Стабильная стенокардия напряжения 3 ФК
Такая форма заболевания позволяет больному определить начало приступа и принять меры, что позволит предотвратить его или минимизировать симптоматику. Болезнь в этой форме не сложно контролировать, а также выставить рамки дозволенного и определиться со своими возможностями. Стабильная стенокардия напряжения 3 ФК обещает сравнительно благополучный прогноз для больного.
Хуже дело обстоит с нестабильной стенокардией, так как приступы здесь могут начаться из ничего, без каких-либо причин и предпосылок. Неприятная особенность заболевания еще и в том, что препараты, применяемые для купирования приступа стенокардии, не всегда срабатывают при нестабильной форме.
Признаки стенокардии 3 ФК
- Приступ имеет четко выраженное начало и окончание, больным замечаются симптомы наступления приступа и его стихания.
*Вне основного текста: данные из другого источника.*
Issue #45976, opened 2018-02-12
6a5e0f9 introduces regression that breaks Vault module for salt masterless


grobinson-blockchain:
### Description of Issue/Question

https://github.com/saltstack/salt/commit/6a5e0f9ac11e7731b759d7dcc873c07f6436ba1b introduces a regression that breaks the Vault module for salt masterless.

Since https://github.com/saltstack/salt/commit/6a5e0f9ac11e7731b759d7dcc873c07f6436ba1b, we get the following error message running `salt-call --local state.apply`:

        [CRITICAL] Rendering SLS 'foo' failed, render error:
        Problem running salt function in Jinja template: [Errno 2] No such file or directory: '/etc/salt/pki/minion/minion.pem'; line 9

        ---
        [...]
            foo:
              - "{{ salt.sdb.get('sdb://my-vault/secret/foo?value') }}"    <======================
        ---

### Setup

We use [Packer](https://packer.io) to generate machine images, with Salt masterless for configuration management. This change prevents us from being able to build new images because it breaks the Vault module for Salt masterless.

PR #45977, opened 2018-02-12
Fix regression in 6a5e0f

ghost:
### What does this PR do?

Fixes regression introduced in https://github.com/saltstack/salt/commit/6a5e0f9ac11e7731b759d7dcc873c07f6436ba1b.

https://github.com/saltstack/salt/issues/45976

### DIFF
--- a/salt/utils/vault.py
+++ b/salt/utils/vault.py
@@ -96,7 +96,7 @@ def _get_vault_connection():
     Get the connection details for calling Vault, from local configuration if
     it exists, or from the master otherwise
     '''
-    if 'vault' in __opts__ and __opts__.get('__role', 'minion') == 'master':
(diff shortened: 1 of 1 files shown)


lorengordon:
The change in 6a5e0f9 seems pretty intentional. Might want @gtmanfred to weigh in. If the test needs to be updated specifically to account for masterless mode, this will work:

```
masterless = __opts__['__role'] == 'minion' and __opts__['file_client'] == 'local'
```

gtmanfred (changes requested):
This should not be reverted, because then it will break vault/sdb in the master config and the minion config.

Instead you should probably change the _use_local_config to check all the `file_client: local` `local: true` or `master_type: disable` options.

gtmanfred:
I have addressed this in #45981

- Боли за грудиной, отдающие в сердце, левую часть туловища, внутреннюю поверхность руки, шею, нижнюю челюсть.
- Изжога.
- Боль в области эпигастрия.
- Ощущение холода.
- Одышка.
- Боль, сжимающая и давящая, случается и жгучая.
- Быстрое наступление усталости.
- Слабость.
- Повышенное артериальное давление.
- Тахикардия.
- Бледность кожи.
- Выступает холодный пот.
- Тошнота и рвота.
- Удушье.
- Кашель.
- Аритмия с экстрасистолами.
Если поставлен диагноз «стенокардия напряжения 3 ФК», то это дает возможность больному оформить инвалидность.
Приступ стенокардии напряжения: причины
- Быстрая ходьба.
- Низкие температуры на улице.
- Сильный встречный ветер.
- Всплеск эмоций как отрицательных, так и положительных.
- Подъем по ступеням.
- Обильное потребление пищи.
- Движение по наклонной плоскости или даже ровной.
- Простая физическая нагрузка.
Приступ обычно продолжается 5 – 15 минут.
Диагностика стенокардии
Грамотный кардиолог с большим опытом работы способен поставить диагноз на основании осмотра пациента, его жалоб, изучения истории болезни. Но, все же для подтверждения диагноза рекомендуется провести дополнительные обследования.
- ЭКГ – проводится во время болевого приступа, что наиболее информативно.
- УЗИ сердца – помогает оценить состояния клапанной системы, выявить нарушения функциональности миокарда.
- Биохимический анализ крови, который покажет содержание холестерина и возможность поражения сосудов атеросклерозом.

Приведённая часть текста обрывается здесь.